As the mother of two young daughters, I have always patted myself on the back for not neglecting my personal marital time (that means “sex life”, in code, in case my grandma reads this). But I’d be lying if I said our intimacy hadn’t been tainted by our parental status. In fact, I think he may kick me out of bed if I slip up one more time and accidentally reveal the fact that I have been pondering the school lunch menu while he’s trying to seduce me.
If only there was a special pill I could take at the end of a long day of parenting, one that would help me to tune out all the chatter in my mind about math homework, pull-ups, the dwindling supply of teething tablets, and the pee-soaked socks lying in the hall way. If only….
~Do you find you are unable to prevent yourself from blurting out inappropriate mom-related oddities during intimate moments?
~Is your husband tired of hearing you interrupt foreplay to ask if there are any gluesticks in the house for your daughter’s school project?
~Have you ever alerted your partner to the malfunctioning sippy cup you need him to look at, just as he is attempting to fondle your mom-parts?
~Look no further!
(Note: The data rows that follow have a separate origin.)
PR #416, opened 2021-01-21
WIP: Add DifferenceQuantities

Keno:
These quantities represent differences between units.
At the moment, this is restricted to affine units, since
that is where this makes the most sense. However, in theory
this kind of thing could be used where-ever the scale is
non-absolute (e.g. angle differences) - though perhaps that
is best done by a AffineUnit with no offset for a particular
application.

This is by no means done, but I figured I'd put it up for
a discussion. I'm planning to play with this a bit and see
if I like it or not.

Demo:
```
julia> 1°C + 1Δ°C
2 °C

julia> 1°C + 1°C
ERROR: AffineError: an invalid operation was attempted with affine quantities: 1 °C + 1 °C
Stacktrace:
 [1] +(x::Quantity{Int64, 𝚯, Unitful.FreeUnits{(K,), 𝚯, Unitful.Affine{-5463//20}}}, y::Quantity{Int64, 𝚯, Unitful.FreeUnits{(K,), 𝚯, Unitful.Affine{-5463//20}}})
   @ Unitful ~/.julia/dev/Unitful/src/quantities.jl:184
 [2] top-level scope
   @ REPL[5]:1

julia> 5°C - 2°C
3 Δ°C
```

### DIFF
--- a/src/pkgdefaults.jl
+++ b/src/pkgdefaults.jl
@@ -283,6 +283,9 @@ baremodule DefaultSymbols
     Core.eval(DefaultSymbols, Expr(:import, Expr(:(.), :Unitful, :°C)))
     Core.eval(DefaultSymbols, Expr(:export, :°C))
 
+    Core.eval(DefaultSymbols, Expr(:import, Expr(:(.), :Unitful, :Δ°C)))
+    Core.eval(DefaultSymbols, Expr(:export, :Δ°C))
+
     Core.eval(DefaultSymbols, Expr(:import, Expr(:(.), :Unitful, :°)))
     Core.eval(DefaultSymbols, Expr(:export, :°))
 end
--- a/src/quantities.jl
+++ b/src/quantities.jl
@@ -154,6 +154,32 @@ function +(x::AffineQuantity{S,D}, y::AbstractQuantity{T,D}) where {S,T,D}
 end
 +(x::AbstractQuantity, y::AffineQuantity) = +(y,x)
 
+function +(x::AbstractQuantity{S, D, FreeUnits{U, B, A}},
+           y::AbstractQuantity{S, D, FreeUnits{U, B, Difference{A}}}) where {S, D, U, B, A}
+    Quantity(x.val + y.val, unit(x))
+end
+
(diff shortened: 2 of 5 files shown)


Keno:
Or maybe, we just define Kelvin to be the base unit of temperature difference rather than temperature, change the addition methods to prefer the affine unit, and maybe even add a Kelvin unit that is just an affine unit with zero base point. What I ran into with this approach is that I wanted `1/Δ°C`, but that doesn't work with this.

c42f:
Agreed, Kelvin is the natural temperature difference unit for °C and we already have

```
julia> 5°C - 2°C
3 K
```

I'm not sure all things work as expected for K and °C interop but if not, fixing those would make most sense to me.

If you want things to work for general affine units we'd need something more general though.

Keno:
Yes, in that interpretation the following is bad though:
```
5.0°C + 2K
280.15 K
```
because that conflates Kelvin-as-temperature and Kelvin-as-temperature difference. I think they need to be two separate types.

Keno:
Right, my only point was then that I don't think `°C` should implicitly convert to `K` at all, e.g. in:
```
julia> +(1.0°C, 1K, 1.0°C)
549.3 K
```

c42f:
Yes I don't mean to say this all works smoothly right now as things are.

If we had `+(1.0°C, 1K)` returning `°C` I think we'd be in fairly good shape in terms of usability and consistency?

(Side note - in the past I've thought a lot about encoding affine vs vector types with the type system (for geometry, not units), but I came to the conclusion that it might not be super helpful in Julia. It brings clear value in statically typed languages where you get a compile error. But in Julia it doesn't bring as much in terms of error checking — you still need unit tests to cover those types of errors.)

sostock:
That’s basically what `ContextUnits` are for, maybe we should advertise them better? Or just define `Δ°C = ContextUnits(K, °C)`?
```julia
julia> Δ°C = Unitful.ContextUnits(u"K", u"°C")
K

julia> 2u"°C" + 5Δ°C
7//1 °C
```

PR #417, opened 2021-01-21
Remove bad at-eval

Keno:
I don't know what this was supposed to do, but what it accomplishes in reality is to break pre-compilation,
so better remove it ;).


giordano:
Thanks!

Put a stop to these embarrassing moments with MOMBIEN, the brand new drug that eliminates parental distractions and gets mama in the mood for some lovin’! Pop just one MOMBIEN to free your mind of clutter, fire up your libido, and hop into the sack with your sex-starved husband!
Are you “touched” out after a long day of toting around the barnacle that is your toddler? Does the idea of one more pair of hands groping you make you want to lock yourself in the minivan with a box of wine? If you have suffered through a long day of nursing, potty-training, and picking up Legos, all you need is one MOMBIEN and you’re ready for action! Those bothersome personal boundaries and pent-up irritations will be a thing of the past.
It may not turn you into a sex goddess, but at least you won’t be a Mombie.
Wondering whether there’s a special pill just for your husband? Have no fear- men are fully equipped with their own built-in system for eliminating parental distractions. It’s called a penis.